**Entries shown**
PR #1029, opened 2020-09-04
fix: IE11 clone()

TheHalcyonSavant:
Moving `_whitelist` and `_blacklist` initializations inside `proto` fixes: `createSetIterator called on incompatible receiver` error in IE11

### DIFF
--- a/src/mixed.js
+++ b/src/mixed.js
@@ -70,7 +70,6 @@ export default function SchemaType(options = {}) {
   this._conditions = [];
   this._options = { abortEarly: true, recursive: true };
   this._exclusive = Object.create(null);
-  
   this._whitelist = new RefSet();
   this._blacklist = new RefSet();
 
--- a/src/mixed.js
+++ b/src/mixed.js
@@ -70,6 +70,7 @@ export default function SchemaType(options = {}) {
   this._conditions = [];
   this._options = { abortEarly: true, recursive: true };
   this._exclusive = Object.create(null);
+
   this._whitelist = new RefSet();
   this._blacklist = new RefSet();
 
@@ -97,7 +98,7 @@ const proto = (SchemaType.prototype = {
 
     // if the nested value is a schema we can skip cloning, since
     // they are already immutable
-    return cloneDeepWith(this, (value) => {
+    return cloneDeepWith(this, (value, key) => {
       if (isSchema(value) && value !== this) return value;
 
       // fix for ie11 when cloning Set and Map
--- a/src/mixed.js
+++ b/src/mixed.js
@@ -71,9 +71,6 @@ export default function SchemaType(options = {}) {
   this._options = { abortEarly: true, recursive: true };
   this._exclusive = Object.create(null);
 
-  this._whitelist = new RefSet();
-  this._blacklist = new RefSet();
-
   this.tests = [];
   this.transforms = [];
 
@@ -92,6 +89,9 @@ const proto = (SchemaType.prototype = {
   __isYupSchema__: true,
 
   constructor: SchemaType,
+  
+  _whitelist: new RefSet(),
+  _blacklist: new RefSet(),
 
   clone() {
     if (this._mutate) return this;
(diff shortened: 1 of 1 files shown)


jquense:
Not sure why CI didn't run here, but this likely breaks a lot of things...I don't think this is fixing the issue correctly, but it's hard to understand what the IE error even is here.

src/mixed.js
```diff
@@ -92,6 +89,9 @@ const proto = (SchemaType.prototype = {
   __isYupSchema__: true,
 
   constructor: SchemaType,
+  
+  _whitelist: new RefSet(),
+  _blacklist: new RefSet(),
```
jquense, line 94: this moves the properties to the prototype which is incorrect. They are instance properties and should not be shared between all instances of SchemaType, which is what would happen here.

TheHalcyonSavant:
To be able to replicate the IE11 failure, first prepare the build for es5 commonjs:
```js
const nodeResolve = require('rollup-plugin-node-resolve');
const commonjs = require('rollup-plugin-commonjs');
const babel = require('rollup-plugin-babel');
const filesize = require('rollup-plugin-filesize');

const base = {
  input: './src/index.js',
  plugins: [
    nodeResolve({
      main: true,
      browser: true
    }),
    commonjs(),
    babel({
      babelrc: false,
      presets: [[
        '@babel/preset-env', {
          targets: {
            ie: '11'
          }
        }
      ]],
    }),
  ],
};

module.exports = [
  {
    ...base,
    output: [
      {
        file: 'dist/yup.js',
        format: 'iife',
      },
    ],
    plugins: [...base.plugins, filesize()],
  },
];
```
Then, expose all yup functions to global window object from within src/index.js.
After running `./node_modules/.bin/rollup -c`, create the following html for testing:
```html
<html>
<head>
    <script src="some-default-es5-polyfills.js"></script>
    <script src="dist/yup.js"></script>
</head>
<body>
    <script>
        const object = window.yup.object;
        const string = window.yup.string;
        const number = window.yup.number;
        const date = window.yup.date;

        function testRun() {
            let s = string();
            try {
                s = s.required().concat(string()).concat(null);
            } catch (ex) {
                console.error(ex.stack);
            }
            const contactSchema = object().shape({
                name: s
            }).shape({
            age: number()
                .required()
                .positive()
                .integer(),
            email: string()
                .email(),
            website: string()
                .url(),
            createdOn: date()
                .default(function () { return new Date() })
            }).shape(null);

            contactSchema.isValid({
                // name: 'jimmy',
                age: 24,
                email: 'jdog@cool.biz'
            }).then(console.log);

            contactSchema.isValid({
                name: 'jimmy',
                age: 24,
                email: 'jdog@cool.biz'
            }).then(console.log);
        }

        testRun();
    </script>
</body>
</html>
```
Running this in IE11 produces breaks on `concat` in the try catch block. Further investigation will show that `this._whitelist.list.size` has `<Permission denied>`:
image

My PR fixes this. It doesn't break anything else as far as I know.

jquense:
This only fixes the issue because it avoids trying to clone the RefSets, but it creates a subtle and bad bug where one instance of these RefSets is shared between all schema globally. Judging from the error it looks like the actual bug is in the Concat method, but not sure where. And to be clear even with es6 classes this would still not work. The code as it's is functionally the same as an es6 class

TheHalcyonSavant:
Thanks for responding!

I ran my local tests badly, which misled me that everything was fine.
The bug seems very deep, not just with concat. I’ve seen it elsewhere with cloning and chaining of RefSet, but I can’t reproduce it for other cases. So far, I can reproduce it only for `string().required().concat(string())`, therefore I will remove this usage and continue.

TheHalcyonSavant:
Also, `boolean().oneOf([true])` fails in IE11

TheHalcyonSavant:
For some reason, the RefSets aren't cloned during the SchemaType.clone and this causes all of the IE11 bugs.
My guess is that other browsers don’t lock the inherited `size` property, and that’s why they can successfully clone Sets and Maps. Or maybe the bug could be inside lodash `cloneDeepWith` or in the polyfills, but I can’t debug any further as I have a solution.

This new commit doesn’t break any of the 536 tests, would you accept it?

jquense (approved):

PR #1050, opened 2020-09-29
Typescript rewrite

jquense:
rewritten in typescript, the interesting bit here is the new approach to typing the input and output of yup schema. I was thinking this uncomfortably pushes to the TS type system usage into places it wasn't intended but with TS 4.1 ppl are writing whole sql parsers in it so maybe this isn't as far fetched as i thought :P 

Having this finally written in TS has made it a lot safer to remove extra code, and helpfully forcing more constrained interfaces on all Schema. In particular new Schema can store extra instance metadata in `spec` which we can automatically clone and propagate when schema change. This means that the base `clone` and `concat` methods can do much less deep cloning, b/c schema instances are no longer functioning as fly-by-night records.

**Typing approach:**

Yup schema basically track **two** output types, the output of `cast`, e.g. the transformed input. and the validated type, which is the cast return type _plus_ additional knowledge about presence. Take a look at the types test to see why these are different and why it matters. The excellent TD types track nullability and presence via augmenting the output type as they are set, e.g. by removing `null` from `string | null` as the output of `nullable(false)`. Here i'm trying an alternative which instead tracks the config state of the schema, which is used to build final output types. So instead of `nullable()` making the schema type `string` -> `string | null`, you get `StringSchema<string, 'nullable'>, this allows us to track more specific details like whether `nullable` is explicitly set, or the default false. It's all kinda wonky, but does seem to work. I need to take stock again of whether it's worth it over just changing the type.

**Typing goals:**

- `cast` and `validate` both return as close as correct types as possible, accounting for defaults, and not requiring strict() to be accurate.
- Inferred typed should constrain output of these yup methods _not_ the input. 
- Produce practically helpful types over strict correctness. generally these are the same thing but Yup's API is really not written in a "type safe" way, and it's not intended to be. Yup is not a type system, it's a DSL for writing assertions and transforms on anything you want. Which makes is challenging to produce fully correct types, partly b/c it can produce unsound types. 

**TODO:**

- incomplete abstract base Schema interface, there is an incorrect mix of things expecting MixedSchema when they should be expecting Schema
- `concat` is still wrong and not sure how much time i want to spend trying to get it working. trying to type it has surfaced a lot of inconsistencies between how we merge nullability and presence, special casing when these are "unset" vs explicilty set to false/true
- Utils aren't typed correctly yet
- I'm sure there is weirdness around arrays


jquense:
cc @itajaja @iansan5653 @mauricedb for input if ya'll have time

jensbodal:
Something to consider is that you can do this incrementally. 

* add support for typescript and modify build system to support the hybrid setup
* start from the leafs and convert them over to typescript 
* keep iterating from there until complete

This will have the added benefit of 
* separating out the addition of typescript from the full on conversation
* isolating any breaking changes to a smaller set of changes
* making each piece that might need to be refactored easier to reason with

Maybe you’re already partially doing this, it just seems way more complicated to submit a CR for 50+ files and a somewhat complete rewrite when it could be done piece by piece instead.

Bartmr:
Are there any plans on when will this be finished? Is there any way we can help you? I have some expertise on Typescript. My current company has some isomorphic apps and keeping the types linked between stacks has given me some experience, specially types that transform themselves (like converting all Date properties in a deep object into strings, to mirror the effects of serialization) .

jquense:
You can help out by trying out the new code here or reviewing the type defs. Ideally i'd like to get a sense of where the types fail

Bartmr:
I was able to fix some typing issues in `prependDeep` and also enabled Javascript in `tsconfig` so the compiler allows JS imports.

#1060

dko-slapdash:
JFYI sharing my opinion on the TS rewrite (no offense, just what's on my mind - hoping it would resonate). I think there are drawbacks in changing the main argument's type from being a pure TS interface type to being an ObjectShape. Mainly because it produces a way less nice TS compiler's hinds in e.g. IntelliSense and in type error messages:

image

I think it can be what drains the library's popularity long term and even kills it.

E.g. in the code:

```
const schema = object({ aaa: string().required() });
typeof schema
```

in the old typing from DefinitelyTyped, the schema's type was something like `Schema<{ aaa: string }>` (which is easily readable), and now it's `ObjectShape<...very-long-chunk...>`. For large schemas, it makes the output really long.

Also, in the previous typing, one could do the following thing: `object<{ aaa?: string }>({ aaa: string() })` and thus have "optional undefineds" for free. It's not possible in the new code since ObjectShape resists to changes of the TS underlying type.

dko-slapdash:
Another downside is the size of the generated *.d.ts files when a schema is exported. This affects tsc compilation speed a lot.

E.g. for the following simple schema:

image

this is what tsc generates in *.d.ts file when `declaration=true` is turned on:

image

Notice how large and repetitive it is.

Bartmr:
@dko-slapdash  If you have incremental builds, it will only need to process that once. And even with that, you can disable such .d.ts generation if you're not doing a library. Web apps and servers only need code + source maps.

dko-slapdash:
The whole point is that we need these d.ts files while developing (monorepo setup with multiple packages), because we need typing info in IntelliSense. My comment was about the inefficiency of the approach when the generic argument type is passed as ObjectShape and not as a plain TS type (as in the DT version prior to the rewrite, and also as in superstruct). This is kinda pattern: the simpler the generic types are, the faster is the build, and the less memory tsc uses.

PR #1061, opened 2020-10-06
Add method to allow empty array when using along .required()

ejose19:
Proposed PR adds a method called ```allowEmpty``` that allows empty arrays to be valid when ```required``` is also set.

Example usage:

```ts
const schema = array().required().allowEmpty();
schema.isValidSync([]); // true
```

Also, added a missing test dependency and fixed object tests that had 2 typos.

### DIFF
--- a/package.json
+++ b/package.json
@@ -96,7 +96,8 @@
     "rollup-plugin-node-resolve": "^5.2.0",
     "rollup-plugin-size-snapshot": "^0.12.0",
     "sinon": "^9.0.3",
-    "sinon-chai": "^3.5.0"
+    "sinon-chai": "^3.5.0",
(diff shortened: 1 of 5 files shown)


jquense:
you can already use `defined()` for what you want i believe

ejose19:
@jquense defined allows null as valid, and for some that's not a desired valid value.

jquense:
> defined() allows null as valid 

that's a bug tho. defined should not set `nullable()`

ejose19:
if that behaviour will be removed, then this can be dropped. However should the fixes to tests be merged? That will allow new contributors to ```yarn && yarn test``` without errors.

PR #1090, opened 2020-10-29
fix README documentation of mixed.test

probablyup:
According to the TS types and real-world usage, context seems to be the first argument, not the second argument.

Based on yup@0.29.3


jquense:
that would be a bug if this is the case. I don't see this tho...

probablyup:
After some more work on this, you're right. I think the types are out of date

PR #1112, opened 2020-11-16
Change uuid's regexp

RickyFeria:
Change in uuid regexp to more exactly meet the specs defined in RFC 4122. The regexp matches the string with the following the format: xxxxxxxx-xxxx-Mxxx-Nxxx-xxxxxxxxxxxx where x is one of [0-9, a-f] M is one of [1-5], and N is [8, 9, a, or b] and 00000000-0000-0000-0000-000000000000 is the zero value.


jquense:
thanks!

**Exercise aim**
In the records above, find each line with the string "nodeResolve" and list it.

**Solved exercise**
const nodeResolve = require('rollup-plugin-node-resolve');
    nodeResolve({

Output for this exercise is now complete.